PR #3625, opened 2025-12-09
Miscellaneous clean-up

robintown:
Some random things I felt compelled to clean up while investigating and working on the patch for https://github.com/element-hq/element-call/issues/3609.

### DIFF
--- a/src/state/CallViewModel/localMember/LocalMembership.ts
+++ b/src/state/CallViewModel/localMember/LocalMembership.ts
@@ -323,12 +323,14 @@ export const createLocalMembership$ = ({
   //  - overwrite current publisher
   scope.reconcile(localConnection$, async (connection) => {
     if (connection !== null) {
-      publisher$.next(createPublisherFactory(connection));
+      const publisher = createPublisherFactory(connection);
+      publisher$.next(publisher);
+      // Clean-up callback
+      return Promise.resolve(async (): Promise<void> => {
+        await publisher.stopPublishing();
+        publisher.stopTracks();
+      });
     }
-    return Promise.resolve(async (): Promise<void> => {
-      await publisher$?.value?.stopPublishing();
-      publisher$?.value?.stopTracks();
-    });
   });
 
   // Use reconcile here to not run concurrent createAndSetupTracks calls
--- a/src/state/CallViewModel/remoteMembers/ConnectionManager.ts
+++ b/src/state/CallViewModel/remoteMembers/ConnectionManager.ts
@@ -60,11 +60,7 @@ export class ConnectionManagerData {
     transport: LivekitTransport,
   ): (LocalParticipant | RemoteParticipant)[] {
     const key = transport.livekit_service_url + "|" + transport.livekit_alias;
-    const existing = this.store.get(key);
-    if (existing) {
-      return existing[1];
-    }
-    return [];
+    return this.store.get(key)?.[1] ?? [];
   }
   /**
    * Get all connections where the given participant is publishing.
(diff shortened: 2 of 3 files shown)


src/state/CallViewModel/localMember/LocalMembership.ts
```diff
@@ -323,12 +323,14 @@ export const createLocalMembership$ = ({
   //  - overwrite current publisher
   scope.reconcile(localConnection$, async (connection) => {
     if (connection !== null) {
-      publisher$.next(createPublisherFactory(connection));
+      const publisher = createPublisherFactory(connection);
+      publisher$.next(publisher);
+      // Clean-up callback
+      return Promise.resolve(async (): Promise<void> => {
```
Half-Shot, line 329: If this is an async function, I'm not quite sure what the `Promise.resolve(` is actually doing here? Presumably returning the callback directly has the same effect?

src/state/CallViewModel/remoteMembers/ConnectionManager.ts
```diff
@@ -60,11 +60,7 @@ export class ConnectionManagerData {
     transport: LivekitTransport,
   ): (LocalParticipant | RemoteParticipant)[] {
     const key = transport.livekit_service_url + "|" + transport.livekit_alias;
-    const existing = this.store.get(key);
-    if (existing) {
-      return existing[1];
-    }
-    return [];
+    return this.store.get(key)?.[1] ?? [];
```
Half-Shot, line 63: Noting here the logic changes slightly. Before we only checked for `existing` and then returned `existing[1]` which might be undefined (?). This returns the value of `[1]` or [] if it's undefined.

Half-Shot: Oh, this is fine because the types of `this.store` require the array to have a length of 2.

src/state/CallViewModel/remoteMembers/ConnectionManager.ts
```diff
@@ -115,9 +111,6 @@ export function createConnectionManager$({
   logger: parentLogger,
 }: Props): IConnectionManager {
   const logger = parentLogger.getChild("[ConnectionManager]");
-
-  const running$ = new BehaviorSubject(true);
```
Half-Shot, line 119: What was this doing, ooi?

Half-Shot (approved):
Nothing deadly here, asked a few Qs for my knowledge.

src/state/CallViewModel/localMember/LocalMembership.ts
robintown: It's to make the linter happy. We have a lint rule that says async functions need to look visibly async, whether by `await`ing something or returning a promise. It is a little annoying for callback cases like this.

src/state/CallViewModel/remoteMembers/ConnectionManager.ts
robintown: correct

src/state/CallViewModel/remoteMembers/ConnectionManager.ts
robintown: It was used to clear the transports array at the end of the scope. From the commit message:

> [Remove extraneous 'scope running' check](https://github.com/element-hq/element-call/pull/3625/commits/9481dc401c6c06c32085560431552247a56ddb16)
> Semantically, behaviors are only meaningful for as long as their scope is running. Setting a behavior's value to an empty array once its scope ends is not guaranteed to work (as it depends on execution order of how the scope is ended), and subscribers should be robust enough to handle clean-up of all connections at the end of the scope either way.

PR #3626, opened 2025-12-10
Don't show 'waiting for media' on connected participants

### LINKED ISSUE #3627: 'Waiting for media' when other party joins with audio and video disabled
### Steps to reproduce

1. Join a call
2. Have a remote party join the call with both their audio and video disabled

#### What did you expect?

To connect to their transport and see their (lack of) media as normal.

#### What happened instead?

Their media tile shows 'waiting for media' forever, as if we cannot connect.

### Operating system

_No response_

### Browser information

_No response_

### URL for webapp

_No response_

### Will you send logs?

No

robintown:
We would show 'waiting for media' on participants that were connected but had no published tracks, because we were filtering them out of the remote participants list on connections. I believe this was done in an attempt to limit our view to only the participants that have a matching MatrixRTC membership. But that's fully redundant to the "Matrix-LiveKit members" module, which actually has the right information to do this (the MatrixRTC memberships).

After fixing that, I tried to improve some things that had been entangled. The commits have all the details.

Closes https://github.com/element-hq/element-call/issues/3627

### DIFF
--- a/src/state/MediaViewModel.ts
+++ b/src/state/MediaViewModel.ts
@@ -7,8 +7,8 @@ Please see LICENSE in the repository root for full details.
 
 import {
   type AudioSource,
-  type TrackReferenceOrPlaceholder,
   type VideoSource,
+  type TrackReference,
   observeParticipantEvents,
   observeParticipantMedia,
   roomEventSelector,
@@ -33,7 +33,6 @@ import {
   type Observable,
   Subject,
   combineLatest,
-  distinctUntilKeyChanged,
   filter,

★ ★ ★

- Required work -
Return every line of the entries above that the string "opened" appears in.

- Answer -
PR #3625, opened 2025-12-09
PR #3626, opened 2025-12-10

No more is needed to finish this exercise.